Aurora kinase A, a synthetic lethal target for precision cancer medicine

Abstract

Recent advances in high-throughput sequencing technologies and data science have facilitated the development of precision medicine to treat cancer patients. Synthetic lethality is one of the core methodologies employed in precision cancer medicine. Synthetic lethality describes the phenomenon of the interplay between two genes in which deficiency of a single gene does not abolish cell viability but combined deficiency of two genes leads to cell death. In cancer treatment, synthetic lethality is leveraged to exploit the dependency of cancer cells on a pathway that is essential for cell survival when a tumor suppressor is mutated. This approach enables pharmacological targeting of mutant tumor suppressors that are theoretically undruggable. Successful clinical introduction of BRCA-PARP synthetic lethality in cancer treatment led to additional discoveries of novel synthetic lethal partners of other tumor suppressors, including p53, PTEN, and RB1, using high-throughput screening. Recent work has highlighted aurora kinase A (AURKA) as a synthetic lethal partner of multiple tumor suppressors. AURKA is a serine/threonine kinase involved in a number of central biological processes, such as the G2/M transition, mitotic spindle assembly, and DNA replication. This review introduces synthetic lethal interactions between AURKA and its tumor suppressor partners and discusses the potential of AURKA inhibitors in precision cancer medicine.

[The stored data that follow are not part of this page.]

PR #273, opened 2022-09-26
[LMS-470] Rewrite Canvas Extractor to use GraphQL for Assignments

sgonzalezgap:
Adding the functionality to extract assignments with GraphQL


src/canvas-extractor/edfi_canvas_extractor/extract_graphql.py
```diff
@@ -126,6 +137,26 @@ def _write_sections_associations(arguments: MainArguments) -> None:
...
+    sync_db: sqlalchemy.engine.base.Engine,
+) -> bool:
+    logger.info("Extracting Assignments from Canvas")
+    (sections, _, all_section_ids) = results_store["sections"]
+    sections_df = to_df(sections)
+    (assignments, udm_assignments_df) = extract_assignments(
+        sections_df, gql, sync_db
+    )
+    logger.info("Writing LMS UDM Assignments to CSV files")
+    write_assignments(
```
saa14, line 152: SUGGESTION: This can be separated out into it's own function `_write_assignments` with the `@catch_exceptions` decorator like we have for other similar operations in the file.

src/canvas-extractor/tests/graphql/assignments/test_extractor_assignments.py
```diff
@@ -0,0 +1,52 @@
...
+
+
+def test_assignments(gql_no_run, api):
+    """
+    Get from the sample data
+    obtain the assignments info
+    Check and check the return type
+    """
+    gql_no_run.extract(api)
+    assignments = gql_no_run.assignments
```
saa14, line 18: Here and in similar places in other tests for `assignments, courses, enrollments, sections and students` , we directly use `gql_no_run.assignments`, shouldn't we use the `get_assignments` functions in the  `GraphQLExtractor` class.

src/canvas-extractor/tests/graphql/extractor/test_extractor_datefilter.py
```diff
@@ -0,0 +1,40 @@
...
+            continue
+
+        start_term = courses["term"]["startAt"]
+        end_term = courses["term"]["endAt"]
+
+        assert start_term is None
+        assert end_term is None
+
+
+@pytest.mark.xfail
```
saa14, line 28: COULD: Instead of marking this test (and the next one) as `expected to fail` , we could raise a `ValueError` exception in `validate_date()` and assert that error in these tests.

src/canvas-extractor/tests/graphql/extractor/test_extractor_datefilter.py
```diff
@@ -0,0 +1,40 @@
...
+@pytest.mark.parametrize("date", ["", None, False])
+def test_validate_date_value(date):
+    assert date is True
```
saa14, line 31: SHOULD: This test does not seem to assert anything useful. Did you mean to use `validate_date(date)` here?

sgonzalezgap: I probably need to remove this one, at the moment helps me to validate the type that I was receiving from the API.

saa14:
@sgonzalezgap Thanks for making the changes. As discussed we will be adding additional tests (against the GraphQL Canvas API) in a [future ticket](https://tracker.ed-fi.org/browse/LMS-488).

Fig. 1. Functional diversity of aurora kinase A (AURKA).

AURKA is involved in a variety of biological pathways (green circled area), including cell cycle progression, mitosis, epigenetics, mitochondrial homeostasis, DNA replication, cilia disassembly, neurite elongation, and regulation of tumor suppressors and oncogenes, through interactions or kinase-substrate relationships with its partnering proteins (pink circled area).

Fig. 2. Two common mechanisms of aurora kinase A (AURKA) synthetic lethal interactions.

Synthetic lethal interactions of AURKA with the SNF5 and ARID1A tumor suppressors involve SWI/SNF-mediated transcriptional repression of AURKA. Loss of SNF5 or ARID1A derepresses AURKA transcription, and the elevated AURKA level in rhabdoid tumor (RT) or colorectal cancer (CRC) cells leads to AURKA oncogene addiction. AURKA-addicted RT and CRC cells are highly sensitive to agents targeting AURKA signaling. The synthetic lethal interactions of AURKA with the SMARCA4 and RB1 tumor suppressors involve cellular AURKA dependency. SMARCA4 is likely to play an essential role in centrosome-dependent spindle assembly, while it negatively regulates the centrosome-independent pathway. AURKA is essential in both pathways for spindle assembly. Loss of SMARCA4 drives cells to rely on the centrosome-independent pathway, which creates a cellular dependency on the function of AURKA in spindle assembly. Loss of RB1 primes spindle assembly checkpoint (SAC) activation in cells via E2F-mediated upregulation of the SAC protein MAD2 and microtubule destabilizer STMN1. Active AURKA in RB1-deficient cells mitigates STMN1-induced microtubule destabilization or overrides SAC activation for cell survival.